INPUT DATA:
PR #12643, opened 2023-07-06
Make scrolloff and sidescrolloff  global-local

### LINKED ISSUE #12596: Setting local value of global-local window option sets local value for other buffers in window
### Steps to reproduce

```viml
setlocal scrolloff=2
setglobal scrolloff=3
setl modified " Force fresh buffer with enew
hide enew
echo &l:scrolloff &g:scrolloff
```
The script above prints "2 3". I don't understand why the local value of the new buffer is set to 2. If this is expected, is there documentation that explains this behavior?

### Expected behaviour

The script should print -1 3

### Version of Vim

9.0.1664

### Environment

Linux

### Logs and stack traces

_No response_

chrisbra:
It was noticed, that sidescrolloff and scrolloff options behave differently in comparison to other global-local window options like 'listchars'

So make those two behave like other global-local options.

Add a few tests to make sure all global-local window options behave similar

fixes #12596

### DIFF
--- a/runtime/doc/options.txt
+++ b/runtime/doc/options.txt
@@ -252,6 +252,8 @@ opt+=val" the expansion is done before the adding or removing.
 
 Handling of local options			*local-options*
 
+Note: The following also applies to |global-local| options.
+
 Some of the options only apply to a window or buffer.  Each window or buffer
 has its own copy of this option, thus each can have its own value.  This
 allows you to set 'list' in one window but not in another.  And set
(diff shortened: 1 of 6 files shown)


runtime/doc/options.txt
```diff
@@ -374,6 +374,12 @@ used.  Thus it does the same as: >
 Note: In the future more global options can be made |global-local|.  Using
 ":setlocal" on a global option might work differently then.
 
+							*window-global-local*
+One special feature are |global-local| window options. Those options are not
+only local to the window, but in addition to the buffer inside the window.
+Each buffer remembers uses its own local version of that option value, so when
+you edit the same buffer in a different window, it carries along and re-uses
+the window-local options.
```
zeertzjq: I think this also applies to window-local options, and is already documented at `:h local-options`.

chrisbra: ah indeed, I have removed it again.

TASK INSTRUCTIONS:
Which of the lines above contain "chrisbra"? Return them all.

THE COMPLETED TASK:
chrisbra:
chrisbra: ah indeed, I have removed it again.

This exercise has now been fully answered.